-- Task brief --
Check every line below for the word "doesn" and give only the number of lines where it appears.

-- Study material --
PR #155, opened 2022-01-11
OSR: track all backward jumps

### LINKED ISSUE #153: OSR doesn't trigger if a loop ends with a conditional
@undingen you implemented something that will tier up from inside a for loop, but I just ran into a case where it doesn't happen:

```python
def f():
    for i in range(100000000):
        if i == -1:
            print(i)

import dis
dis.dis(f)

f()
```

Here's the disassembly:
```
  2           0 LOAD_GLOBAL              0 (range)
              2 LOAD_CONST               1 (100000000)
              4 CALL_FUNCTION            1
              6 GET_ITER
        >>    8 FOR_ITER                20 (to 30)
             10 STORE_FAST               0 (i)

  3          12 LOAD_FAST                0 (i)
             14 LOAD_CONST               2 (-1)
             16 COMPARE_OP               2 (==)
             18 POP_JUMP_IF_FALSE        8

  4          20 LOAD_GLOBAL              1 (print)
             22 LOAD_FAST                0 (i)
             24 CALL_FUNCTION            1
             26 POP_TOP
             28 JUMP_ABSOLUTE            8
        >>   30 LOAD_CONST               0 (None)
             32 RETURN_VALUE
```

The problem is that this loop takes POP_JUMP_IF_FALSE as the backedge, but only JUMP_ABSOLUTE is coded to trigger OSR. (I assume there must have been a peephole step where it noticed that the POP_JUMP_IF_FALSE target was a JUMP_ABSOLUTE, and it fused the two jumps together.)

undingen:
before we missed a few cases because we only handled JUMP_ABSOLUTE.

The percentage of compiled functions increased by about 2-3% on flaskblogging which looks fine to me.
Make measure stays about the same. Have not tried if it speeds up microbenchmarks but definitely nice to have more predictable OSR behavior.

This fixes #153

### DIFF
--- a/Python/aot_ceval.c
+++ b/Python/aot_ceval.c
@@ -1404,6 +1404,17 @@ _PyEval_EvalFrame_AOT_Interpreter(PyFrameObject *f, int throwflag, PyThreadState
 #define JUMPTO(x)       (next_instr = first_instr + (x) / sizeof(_Py_CODEUNIT))
 #define JUMPBY(x)       (next_instr += (x) / sizeof(_Py_CODEUNIT))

-- Answer area --
2